Instructions for the task.
In the entries below, find the line with "- Reuse the" and the line with "fix(ns,zone-hygiene): the wildcard". Reproduce those two lines and every line between them exactly, and nothing more.

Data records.
Issue #930, opened 2026-09-08
check_zone_hygiene: wildcard zone yields 10 medium 'internal subdomain resolves publicly' findings for hosts that do not exist (futuresoft.dk)


MadaBurns:
## Summary

`check_zone_hygiene` probes a list of sensitive hostnames (vpn, admin, staging, dev, test, corp, intranet, internal, portal, owa, ...) and reports each one that resolves as a medium "Internal subdomain resolves publicly". It does not consult wildcard detection, so on a zone with a wildcard A record every probed name "resolves" and the tool emits 10 medium findings plus an "Excessive internal subdomain exposure" finding for hosts that do not exist.

Measured 2026-09-08, engine 1.36.0 / model 1.24.0 / config `a89c66e7`.

## Reproduction

`futuresoft.dk` publishes `*.futuresoft.dk A 46.30.215.94` (DNSSEC-signed). `scan_domain` already knows this: its `ns` check emits "Wildcard DNS detected ... make subdomain takeover detection unreliable" (medium).

`check_zone_hygiene futuresoft.dk` returns `passed: false, score: 0` with:

```
Internal subdomain resolves publicly: vpn.futuresoft.dk      -> 46.30.215.94
Internal subdomain resolves publicly: admin.futuresoft.dk    -> 46.30.215.94
Internal subdomain resolves publicly: staging.futuresoft.dk  -> 46.30.215.94
... (dev, test, corp, intranet, internal, portal, owa — all 46.30.215.94)
Excessive internal subdomain exposure (10 found)
```

Control, both DoH vantages (dns.google, cloudflare-dns.com):

```
zz-cannot-exist-9f3a.futuresoft.dk  A  -> 46.30.215.94   (Status 0)
```

A name that cannot exist resolves identically, so every one of the ten findings is wildcard-synthetic. All resolve to the apex address, which is another tell.

## Why it matters

Ten medium findings and a category score of 0 on a domain that has zero such hosts. This is exactly the finding class that gets pasted into a client report as "your VPN and OWA are exposed".

## Suggested fix

- Before the sensitive-name sweep, resolve a random impossible label under the zone. If it answers, mark the zone wildcard and either skip the sweep or downgrade every hit whose address equals the wildcard answer to `info` with "wildcard-synthetic" in the detail.
- Reuse the wildcard result the `ns` check already computes inside `scan_domain` rather than re-probing.
- Do not score the category 0 on a wildcard zone; report it as not assessable for this signal.

PR #958, opened 2026-09-09
fix(ns,zone-hygiene): the wildcard canary sees every record family (#942)

### LINKED ISSUE #942: check_ns / check_zone_hygiene: AAAA-only (and, for check_ns, dangling-CNAME) wildcards are invisible to the A-only canary — clean 'no sensitive subdomains resolve' verdict on a wildcard zone
## Summary

Both wildcard canaries in the scanner ask for **A records only**, and the DoH record layer filters answers to the requested type. So a zone whose wildcard is AAAA-only (`*.zone AAAA …`) — and, for `check_ns`, one whose wildcard is a dangling CNAME with no address — reads as "no wildcard". Downstream, `check_zone_hygiene`'s sensitive-subdomain sweep is also A-only, so the same zone earns the clean **"No sensitive subdomains resolve publicly"** verdict for names that do resolve (over AAAA).

Score-neutral (the wildcard `medium` in `check_ns` is not emitted, the sweep flags nothing) — this is a wording/verdict defect, not a scoring one. Surfaced by the #930 investigation; PR #934 documents the blind spot rather than closing it.

- `packages/dns-checks/src/checks/check-ns.ts:301` — `queryDNS(probeFqdn, 'A', { timeout })` is the only wildcard canary in `check_ns`.
- `src/lib/dns-records.ts:41` — `queryDnsRecords` returns `Answer` entries **filtered to `RecordType[type]`**, so a CNAME-only answer to an `A` query (dangling wildcard alias) yields `[]`; an AAAA-only wildcard answers nothing to `A` at all. The package adapter (`src/lib/dns-query-adapter.ts:65`) routes non-TXT types through this function.
- `src/tools/check-zone-hygiene.ts:129` — the sensitive-name sweep is `queryDnsRecords(fqdn, 'A', dnsOptions)`; nothing resolving → the clean verdict.
- PR #934 (open) adds a raw-read canary in front of that sweep so a **CNAME-only** wildcard answer counts as a wildcard for `check_zone_hygiene`, and its CHANGELOG entry states: "Known blind spot (shared with `check_ns`): canary and sweep are A-only, so an AAAA-only wildcard is not detected." It does not touch `check_ns`.

So after #934 merges the residual is:

| Wildcard shape | `check_ns` "Wildcard DNS detected" | `check_zone_hygiene` sweep |
|---|---|---|
| `*.zone A` | detected | handled (#934) |
| `*.zone CNAME` → resolves | detected (A follows the CNAME) | handled (#934) |
| `*.zone CNAME` → dangling | **missed** (type-filtered `[]`) | handled (#934, raw read) |
| `*.zone AAAA` only | **missed** | **missed** — clean verdict on names that resolve |

## Proposed handling

- `check_ns` canary: query `A` and `AAAA` (one extra DoH query per scan; `ns` is not in the parallelism-candidates list so keep it serial) and read the answer raw (or via the same `lookupA`-style helper #934 introduces) so a CNAME-only answer also counts. Emit the same `Wildcard DNS detected` finding; metadata can note which family answered.
- `check_zone_hygiene`: either extend the canary + sweep to AAAA, or — cheaper — when the canary is AAAA-only-positive, **withhold** the clean "No sensitive subdomains resolve publicly" verdict the way #934 already does for A-wildcards, and skip the sweep. Withholding is the honest minimum; the full AAAA sweep doubles the sweep's query count for a case that is rare in practice.
- Add fixtures for `AAAA`-only and dangling-`CNAME` wildcard zones to `packages/dns-checks/src/__tests__/checks/` (ns) and `test/check-zone-hygiene*.spec.ts`.

Measure before widening: an AAAA-only wildcard with no A wildcard is uncommon; if a corpus pass shows it is <0.5% of zones, the withhold-only route is sufficient.

## Refs

- #930 (the wildcard false-positive that motivated the canary), #934 (canary PR; documents this blind spot)
- CLAUDE.md → `SCAN_DNS_CONCURRENCY` is zero-sum; `ns` is explicitly not a parallelism candidate

MadaBurns:
Closes #942.

> ⚠️ **Stacked on #956** (`fix/issue-948-transient-abstentions`) for version ordering — both PRs move `SCORING_MODEL_VERSION` and the dns-checks package, which must be sequential. GitHub will retarget this to `main` when #956 merges. **Merge #956 first.**

**Scoring change — `SCORING_MODEL_VERSION` 1.26.0 → 1.27.0.** `@blackveil/dns-checks` 1.38.0 → 1.39.0 (`PARITY_CORPUS_VERSION` in lockstep) — bv-web-prod re-vendor required.

## The defect

Both wildcard canaries queried **A only**, and the DoH record layer filters answers to the requested type. So two real wildcard shapes read as "no wildcard":

| Wildcard shape | `check_ns` before | `check_zone_hygiene` before |
|---|---|---|
| `*.zone A` | detected | handled (#934) |
| `*.zone CNAME` → resolves | detected | handled (#934) |
| `*.zone CNAME` → dangling | **missed** | handled (#934) |
| `*.zone AAAA` only | **missed** | **missed** — clean verdict on names that resolve |

## The issue's central assumption was wrong

#942 assumed the package could only see type-filtered answers, and that this layering blocked a package-side fix. It does not: `RawDNSQueryFunction` exists in the package's own types, `checkNS` **already accepts** `options.rawQueryDNS`, and the Worker always supplies it. So this reimplements the raw-read shape package-side (mirroring the existing in-file `probeNameserverReachable` precedent) rather than importing #934's Worker-side `lookupA` across the layering boundary.

## `check_ns`

One **raw** A query now settles both the A and the dangling-CNAME shape at **zero extra cost** — the CNAME rides in on the answer it was already fetching. A second AAAA query is spent **only** when that answer came back completely empty.

Serial and conditional, never a `Promise.all`: `ns` is explicitly not a parallelism candidate and `SCAN_DNS_CONCURRENCY` is zero-sum across 19 categories. Cost is **+1 subrequest on zones with no A wildcard, none on a wildcard zone**.

`rawQueryDNS` stays **optional** — a consumer that omits it (bv-web-prod calls `checkNS` from the vendored tarball) keeps the historical A-only path verbatim. Pinned by a test.

⚠️ **This half moves scores, on an unmeasured population.** A newly-detected wildcard is the *existing* `medium` at its *existing* −15, so `ns` goes 100 → 85 and the clean "Nameservers properly configured" finding is suppressed. Downward only. Prevalence of AAAA-only and dangling-CNAME wildcards is **unmeasured** precisely because the defect made those zones indistinguishable from wildcard-free ones — written up as unmeasured rather than claimed as zero.

## `check_zone_hygiene` — score-neutral by construction

An AAAA-only wildcard now yields a **distinct `detected_ipv6`** outcome: one `info` note (0 penalty) and the clean verdict withheld, which an IPv4-only sweep cannot support on such a zone.

Deliberately **not** routed through the `inconclusive` / `checkStatus: 'error'` abstention lane — the A sweep genuinely ran, and an AAAA wildcard cannot fabricate an A answer, so every IPv4 hit stays **real evidence**: it keeps its scored `medium` and its place in the "Excessive exposure" count.

The status is a **distinct arm rather than a `family` flag on `detected`** precisely so `isWildcardSynthetic` can never compare a hit's IPv4 answers against v6 addresses — which would fold a real hit into nothing and silently downgrade a genuine `medium`. Structural prevention, not convention. Pinned by a test.

A **full AAAA sweep was rejected**: ~11 extra queries, and on an AAAA wildcard zone it would manufacture ten new `medium` findings — reintroducing #930 verbatim in the v6 dimension — on a check that is `scanIncluded: false` and whose category score never reaches `computeScanScore`.

## 🚨 The test trap this nearly hid behind

`test/check-zone-hygiene.spec.ts`'s wildcard mock dispatched on `url.includes('type=A')` — and `'type=AAAA'.includes('type=A')` is **true**. Left alone, every new AAAA query would have been answered from the A arm: the tests would have passed for the wrong reason while the fix did nothing. A textbook fail-open measurement.

The dispatch now extracts and compares the type exactly, and the new test asserts a **positive control** on the AAAA query count — if the A arm swallowed it, that count is zero and the test fails.

## Verification

- `Tests 142 passed` (zone-hygiene + ns + abstention audit), `18 passed` (new package canary spec)
- Extra regression sweep, unrequested: all of `packages/dns-checks/src/__tests__/checks/` → `503 passed`; 13 specs matching `checkNs|_bv-probe-|zone_hygiene` → `190 passed`; chaos suite green
- `npm run typecheck` RC=0; `typecheck:tests` ratchet `TOTAL: 735 (baseline 735, delta +0)`
- Version-lockstep contracts re-verified after the bump: `93 passed`

Three `prettier --check` warnings on touched files are **pre-existing on main** (verified by piping `git show HEAD:<file>` through prettier); every delta sits in untouched legacy code, so they were left rather than dragging unrelated reformatting into the diff.


MadaBurns:
## Adversarial review — no defects found; one follow-up noted, deliberately not actioned

### The trap is genuinely closed — verified, and the test proven non-cosmetic

The headline risk was that `test/check-zone-hygiene.spec.ts`'s mock dispatched on `url.includes('type=A')`, where `'type=AAAA'.includes('type=A')` is **true** — every AAAA query answered from the A arm, tests passing for the wrong reason while the fix did nothing.

Confirmed closed: the dispatch now extracts the query-string token via `url.match(/[?&]type=([^&]+)/)?.[1]` and compares **exactly**, with an in-file comment naming the trap. The reviewer reasoned through a manual revert and confirmed the new test genuinely fails without the fix: with an A-only canary, zero AAAA fetches are issued, so `canaryNames(aaaaQueries).size` is `0 ≠ 1`.

### Verified against the code, not the comments

- **`isWildcardSynthetic` can never see v6 addresses** — and it is enforced by the *type system*, not convention. `WildcardProbe` is a discriminated union, and `isWildcardSynthetic` is only called inside `status === 'detected'` branches, so TypeScript narrowing makes a `detected_ipv6` value structurally unable to reach it. That was the point of using a distinct status rather than a `family` flag: folding a real IPv4 hit against v6 wildcard addresses would silently downgrade a genuine `medium`.
- **Score-neutrality checked against the real penalty table**, not the claim: `SEVERITY_PENALTIES.info = 0` in `packages/dns-checks/src/types.ts`, and the new finding is `info` with no `missingControl`.
- **The AAAA probe is serial-conditional** (`else if (aAnswers.length === 0)`, sequential `await`, never `Promise.all`) — and the reviewer independently confirmed against `tool-definitions.ts` that `check_ns` is `scanIncluded: true` (so the conditionality genuinely matters for scan budget) while `check_zone_hygiene` is `scanIncluded: false` (so its extra query is direct-call latency only, never part of the 19-category fan-out). That verified the PR's claim against the registry rather than the prose.
- **`rawQueryDNS` fallback is safe** — the `else` branch calls the original type-filtered `queryDNS` with no raw-shape dereference, pinned by a dedicated test asserting both the detected/absent shapes and the query count.
- **No new CNAME false-positive surface**: the `'cname'` branch fires only when the A answer holds a CNAME *and no A record*, a strict subset of the pre-existing accepted risk; `dnssecFlag=false` is passed explicitly, so DNSSEC records cannot leak in.
- **The three re-expressed budget assertions were strengthened, not loosened** — each gained `expect(aaaaQueries).toEqual([])`.

### Noted, not actioned

One *untouched* adjacent test (`keeps the non-wildcard sweep byte-identical apart from the single canary query`) still uses its own inline mock with the old substring dispatch, and asserts on distinct probe **names** rather than fetch **calls**. The reviewer traced it and confirmed it masks no functional bug — the mock's fallthrough returns an empty `Answer` for both the A and misrouted AAAA query, so the assertion holds either way.

Leaving it: migrating it to the shared `wildcardMock()` helper is a test-quality improvement to a file this PR already touches heavily, and folding it in would mean rewriting a test whose current pass is genuinely correct. Worth doing, but as its own change — not smuggled into a scoring PR.

*Caveat:* this reviewer had no shell access, so the above is verified by reading the raw branch contents and tracing dependent source, not by execution. The specs and build were run separately: `142 passed`, `18 passed` on the new package spec, plus a `503 passed` regression sweep across the package check suite.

Output.
- Reuse the wildcard result the `ns` check already computes inside `scan_domain` rather than re-probing.
- Do not score the category 0 on a wildcard zone; report it as not assessable for this signal.

PR #958, opened 2026-09-09
fix(ns,zone-hygiene): the wildcard canary sees every record family (#942)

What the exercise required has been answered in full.